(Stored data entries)
####################
PR #1517, opened 2026-02-26
feat(backends): add RedisBackend for persistent file storage

shein341:
## Summary

- Adds `RedisBackend`, a new `BackendProtocol` implementation that stores agent virtual-filesystem files in a Redis Hash (`{namespace}:files`)
- Exports `RedisBackend` from the `deepagents.backends` public API
- Adds `redis>=5.0` as an optional dependency (`pip install deepagents[redis]`)

## Motivation

The existing `StateBackend` stores files in LangGraph in-memory state — all file content is lost when the process restarts. `RedisBackend` provides:

- **Persistence** — files survive process restarts and container re-deploys
- **Multi-session sharing** — multiple agent threads can share the same namespace via a shared `namespace` key
- **TTL support** — automatic session cleanup via Redis `EXPIRE`

## Implementation

`RedisBackend` implements all `BackendProtocol` methods (sync + async variants):

| Method | Description |
|--------|-------------|
| `ls_info` | List direct children of a directory path |
| `read` | Read file with line-number formatting and offset/limit |
| `write` | Create new file (fails if file already exists) |
| `edit` | Replace string occurrences (keyword-only `replace_all` flag) |
| `grep_raw` | Regex search across all files in namespace |
| `glob_info` | Glob pattern matching against stored file paths |

Async variants (`als_info`, `aread`, `awrite`, `aedit`, `agrep_raw`, `aglob_info`) delegate to their sync counterparts. They can be swapped for `redis.asyncio` in a future PR.

## Usage

```python
from deepagents.backends import RedisBackend

backend = RedisBackend(
    host="localhost",
    port=6379,
    namespace="my-agent-session",
    ttl_seconds=3600,
)
agent = create_deep_agent(backend=backend)
```

## Tests

- **16 unit tests** (`tests/unit_tests/backends/test_redis_backend.py`) — fully mocked with `unittest.mock`, no Redis required, 92% line coverage
- **4 integration tests** (`tests/integration_tests/backends/test_redis_backend_integration.py`) — auto-skip if Redis is unavailable (`pytest.importorskip` + connection check)

## Test plan

- [ ] `pytest tests/unit_tests/backends/test_redis_backend.py -v` → 16 passed
- [ ] `ruff check libs/deepagents/deepagents/backends/redis_backend.py` → All checks passed
- [ ] Integration tests pass against a local Redis instance (plain `redis:7` is sufficient — Redis Stack not required)

### DIFF
--- a/examples/deep_research/uv.lock
+++ b/examples/deep_research/uv.lock
@@ -1734,15 +1734,15 @@ wheels = [
 
 [[package]]
 name = "langgraph-checkpoint"
-version = "3.0.1"
+version = "4.0.0"
 source = { registry = "https://pypi.org/simple" }
 dependencies = [
     { name = "langchain-core" },
     { name = "ormsgpack" },
 ]
-sdist = { url = "https://files.pythonhosted.org/packages/0f/07/2b1c042fa87d40cf2db5ca27dc4e8dd86f9a0436a10aa4361a8982718ae7/langgraph_checkpoint-3.0.1.tar.gz", hash = "sha256:59222f875f85186a22c494aedc65c4e985a3df27e696e5016ba0b98a5ed2cee0", size = 137785, upload-time = "2025-11-04T21:55:47.774Z" }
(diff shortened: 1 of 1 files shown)


eyurtsev:
Hi @shein341 thank you for the contribution. We're not yet ready to accept integrations backends integrations into the SDK. 

There's a community maintained package that you could try to contribute the integration to https://github.com/DiTo97/deepagents-backends

PR #2994, opened 2026-04-29
feat(quickjs): add `max_ptc_calls` budget for ptc calls

hntrl:
This change adds a per-eval budget for `tools.*` host bridge calls in `langchain-quickjs` to prevent prompt-driven host-call flooding.

It introduces `max_ptc_calls` on `REPLMiddleware` (default `256`), enforces the budget inside the bridge before tool invocation, and resets mutable PTC state for each eval. This keeps normal tool use unchanged while bounding worst-case bridge amplification.

## Changes

- Add `max_ptc_calls` middleware/config plumbing and validation (`>= 1` or `None`)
####################
**Exercise details:**
Reproduce, character for character, only the lines of the preceding data that start at the line with "Replace string occurrences" and end at the line with "file paths |", both included.

**Answer area:**
| `edit` | Replace string occurrences (keyword-only `replace_all` flag) |
| `grep_raw` | Regex search across all files in namespace |
| `glob_info` | Glob pattern matching against stored file paths |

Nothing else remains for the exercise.